Xavier Newman-Johnson

No. 64 – New England Patriots
- Position: Guard
- Roster status: Practice squad

Personal information
- Born: August 4, 1999 (age 27) DeSoto, Texas, U.S.
- Listed height: 6 ft 2 in (1.88 m)
- Listed weight: 297 lb (135 kg)

Career information
- High school: DeSoto
- College: Baylor (2017–2021)
- NFL draft: 2022: undrafted

Career history
- Tennessee Titans (2022–2023); New York Jets (2023–2026); New England Patriots (2026–present)*;
- * Offseason or practice squad member only

Career NFL statistics as of 2025
- Games played: 25
- Games started: 5
- Stats at Pro Football Reference

= Xavier Newman-Johnson =

American football player (born 1999)

Xavier Newman-Johnson (born Xavier Newman; August 4, 1999) is an American professional football guard for the New England Patriots of the National Football League (NFL). He played college football for the Baylor Bears and was signed by the Tennessee Titans as an undrafted free agent in .

==Early life==
Newman-Johnson was born on August 4, 1999, in DeSoto, Texas. He attended DeSoto High School and was an All-American and all-state selection in football. He was ranked among the top 300 best recruits nationally by ESPN and helped his team average 540 offensive yards-per-game as a senior. Newman-Johnson initially committed to play college football at Texas.

Newman-Johnson later flipped his commitment to Colorado, then to Baylor. As a true freshman at Baylor, he appeared in 11 games, starting eight as a left guard. The following season, Newman-Johnson started three games at left guard and appeared in a further four. As a junior, he started eight games at right guard and appeared in a total of 10. In his senior season, he appeared in five games, starting four, three of which came at left guard and the remaining one at center.

After being given an extra year of eligibility due to the COVID-19 pandemic, Newman-Johnson opted to return to Baylor in 2021 for a fifth season. That year, he started all 14 games at left guard and helped the team average 219.3 rushing yards per-game, which placed 10th in the nation. He was an honorable mention all-conference selection and finished his college career with 47 games played and 37 starts.

==Professional career==

Pre-draft measurables
| Height | Weight | Arm length | Hand span | Wingspan | 40-yard dash | 10-yard split | 20-yard split | 20-yard shuttle | Three-cone drill | Vertical jump | Bench press |
| 6 ft 1+7⁄8 in (1.88 m) | 297 lb (135 kg) | 33+1⁄4 in (0.84 m) | 9+3⁄4 in (0.25 m) | 6 ft 7+3⁄4 in (2.03 m) | 5.13 s | 1.72 s | 2.95 s | 4.75 s | 8.32 s | 27.0 in (0.69 m) | 23 reps |
All values from Pro Day

===Tennessee Titans===
After going unselected in the 2022 NFL draft, Newman-Johnson was signed by the Tennessee Titans as an undrafted free agent. He was waived at the final roster cuts, but was subsequently brought back to the practice squad. Newman-Johnson was signed to the active roster on December 23, and made his NFL debut six days later against the Dallas Cowboys.
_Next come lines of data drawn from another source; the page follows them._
PR #2012, opened 2026-07-18
fix: Resources collected recorded at site

### LINKED ISSUE #2002: Incorrect Site Name
**Describe the bug**
- On a CollectIce or CollectRegolith mission, when parsing the site number or name, something is not quite right. 

**Suggestions for future work**
- Consider caching a list of names of resource collection/exploration/mining sites. 
- Instead of generating new sites each time, Reuse that same list of sites and give meaningful names, much like in many of those NASA Mars surface missions.
- Download a list of site names that NASA uses or generate our own.

**Java classes involved**
- I traced the issue to 'TabPanelObjectives` that create `CollectResourcePanel`.

In `CollectResourcePanel`,
```
/**
	 * Updates the collection value label.
	 */
	private void updateCollectionValueLabel() {
		resourceModel.clear();
		objective.getResourcesCollected().entrySet().stream()
			.map(e -> ResourceUtil.findAmountResourceName(e.getKey()) + ": " + StyleManager.DECIMAL_KG.format(e.getValue()))
			.sorted()
			.forEach(resourceModel::addElement);

		siteModel.clear();
		objective.getCollectedAtSites().entrySet().stream()
			.map(e -> "Site #" + Integer.toString(e.getKey()) + ": " + StyleManager.DECIMAL_KG.format(e.getValue()))
			.sorted()
			.forEach(siteModel::addElement);
	}

```

The line ` "Site #" + Integer.toString(e.getKey())` is problematic. 

Q: Should we stick with the Navpoint number designation or the site name (e.g. `Prospecting Site #2`) ?

I don't why e.getKey() in Integer.toString() will return "-1".

I look up a number of these resource collect missions.

In the Objectives tab, they all show "-1" as the first site. Then they jump to `Site #1` and so on. 

In `CollectResourcesMission`,

```java
	/**
	 * Records the amount of resources collected.
	 * 
	 * @param resourceType
	 * @param samplesCollected
	 */
	public void recordResourceCollected(int resourceType, double samplesCollected) {
		// Update amountCollectedBySite
		int siteIndex = getCurrentNavpointIndex(); 
		objective.recordResourceCollected(siteIndex, resourceType, samplesCollected);
	}

```

It jumps to `AbstractVehicleMission`,
```java
	/**
	 * Gets the index of the current navpoint the mission is stopped at.
	 * 
	 * @return index of current navpoint or -1 if mission is not stopped at a
	 *         navpoint.
	 */
	public final int getCurrentNavpointIndex() {
		if (travelStatus != null && AT_NAVPOINT.equals(travelStatus))
			return navIndex;
		else
			return -1;
	}
```

This is where "-1" is being returned.

**Screenshots**
Image

**Specifications**
- pre-4.1

**Related Issues and Discussions**
- https://github.com/mars-sim/mars-sim/issues/1968#issuecomment-4951819193

bevans2000:
Changes:
- CollectResourceObjectives record resources collected against site name
- Resources panel uses site name instead of generating
- CollectResourcesMission records current site when new phase starts
- CollectResourcesMission uses current site to record resources collected
- Replace objectives icon with trophy

close #2002


mokun:
In terms of naming a site, how creative can we get ? Shall we put together a list of site names and auto generate a xml or json file to hold them ?

bevans2000:
The point is for the sites for resources collection are randomlt lynchoosen so there is no point using a predefined name

mokun (approved):

PR #2026, opened 2026-07-25
fix: Add more defensive coding to handle concurrency problems

bevans2000:
Changes:
- RetryRowSorter now applies the catch/retry pattern when a resort is triggered via a table event
- Disable auto resorting on an table event change
- SettlementSelector uses the AWT Event thread to change the selection. This avoids the Unit Threads updating the UI
- Simulation class uses the try/catch pattern when applying the pulse to top level temporals; This reduces the blast radius of failures


mokun (approved):

mokun:
May be related to https://github.com/mars-sim/mars-sim/commit/ebf70bf830e7da3eb2e1e2be380288d5f9776c61#commitcomment-193765057.

bevans2000:
@mokun Auto sorting is now disabled, try it again

mokun:
Do you mean fully disabled?

bevans2000:
Yes, the table will update but it will not auto-sort by default. We need to revisit this but for now let's make sure it works in your cases. I believe auto sorting on event was disabled in the default table sorter.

Newman made the Titans' final roster in 2023. He was waived on October 2, 2023.

===New York Jets===
On October 5, 2023, Newman was signed to the New York Jets' practice squad. He played both guard and center for the Jets on October 29 against the New York Giants. He was signed to the active roster on November 23. He was waived on December 2 and re-signed to the practice squad. He was signed back to the active roster on December 16.

On October 20, 2024, Newman suffered a high-impact hit during a game versus the Pittsburgh Steelers, and as he began to walk back to the Jets team bench, he collapsed on the Jets sideline. He was conscious, but unable to move his body after being loaded on to the gurney. He was taken to a local hospital for further evaluation. It was reported later in the game that Newman had regained some movement in his limbs after he squeezed the hand of one of the athletic trainers as he was leaving for the hospital. The next day, Newman was released from the hospital after his tests came back negative for major injury and was able to return to the Jets following their 37-15 loss to the Steelers.
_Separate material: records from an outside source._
PR #2032, opened 2026-07-26
Fix construction mission LUV handling

### LINKED ISSUE #2028: ConstructionMission incorrectly references GroundVehcile
**Describe the bug**
The `ConstructionMission` accepts a list of `GroundVehicle` but the internals use LUV everywhere. Also the Mission  Wizard does not allow the use to select ANY vehicles to help.

** Solution **

Change the constructor and internal properties to be based on LUV. Add a new step to the Mission wizard to select multiple LUVs and add them to any created Construction Mission.

FSL-house:
## Summary

- Use `LightUtilityVehicle` directly for construction mission vehicle collections.
- Remove unnecessary `GroundVehicle` typing and casts around construction vehicle handling.
- Allow the mission wizard's LUV step to select multiple LUVs for construction missions while keeping mining missions single-select.
- Show selected construction LUVs on the wizard confirmation panel.
- Add a regression test that keeps `ConstructionMission` construction vehicles typed as `LightUtilityVehicle`.

## Why

Construction missions reserve and operate light utility vehicles specifically. Keeping the public mission/objective data as generic `GroundVehicle` makes the API less precise and forces casts in construction task code.

Fixes #2028.

## Validation

- `mvn -pl mars-sim-core -Dtest=ConstructionMissionTest test`
- `mvn -pl mars-sim-ui -am -DskipTests compile`

### DIFF
--- a/mars-sim-ui/src/main/java/com/mars_sim/ui/swing/tool/missionwizard/ConfirmationPanel.java
+++ b/mars-sim-ui/src/main/java/com/mars_sim/ui/swing/tool/missionwizard/ConfirmationPanel.java
@@ -53,7 +53,7 @@ class ConfirmationPanel extends WizardStep<MissionDataBean>  {
             attrs.addLabelledItem(Msg.getString("lightutilityvehicle.singular"), new EntityLabel(state.getLUV(), context), null);
         }
         if ((state.getConstructionVehicles() != null) && !state.getConstructionVehicles().isEmpty()) {
-            attrs.addLabelledItem(Msg.getString("lightutilityvehicle.singular"),
+            attrs.addLabelledItem(Msg.getString("lightutilityvehicle.plural"),
                     createEntityList(state.getConstructionVehicles(), context), null);
         }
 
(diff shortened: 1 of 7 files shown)


mars-sim-ui/src/main/java/com/mars_sim/ui/swing/tool/missionwizard/ConfirmationPanel.java
```diff
@@ -52,6 +52,10 @@ class ConfirmationPanel extends WizardStep<MissionDataBean>  {
         if (state.getLUV() != null) {
             attrs.addLabelledItem(Msg.getString("lightutilityvehicle.singular"), new EntityLabel(state.getLUV(), context), null);
         }
+        if ((state.getConstructionVehicles() != null) && !state.getConstructionVehicles().isEmpty()) {
+            attrs.addLabelledItem(Msg.getString("lightutilityvehicle.singular"),
```
bevans2000: This should use the new plural derivative

bevans2000 (changes requested):
We follow the Conventual Commit standard. Could the summary be changed to fix:..…
But the PR looks good

mars-sim-ui/src/main/java/com/mars_sim/ui/swing/tool/missionwizard/ConfirmationPanel.java
FSL-house: Thanks! Updated the confirmation panel to use the plural LUV label and changed the follow-up commit to use Conventional Commit format. I also updated the PR title to `fix: handle construction mission LUVs`.😊

bevans2000: Great, I've merged it in.
Thanks for contributing. Feel free to jump in on other issues if you want

FSL-house: Thanks for the review and quick merge! I’ll look for another issue to work on.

On April 2, 2025, Newman re-signed with the Jets. He made five appearances for New York during the regular season. On January 3, 2026, Newman-Johnson was placed on season-ending injured reserve due to a knee injury.

On March 12, 2026, Newman-Johnson re-signed with the Jets. He was released on August 30 and re-signed to the practice squad. He was released on September 15.

===New England Patriots===
On September 17, 2026, Newman-Johnson signed with the New England Patriots practice squad.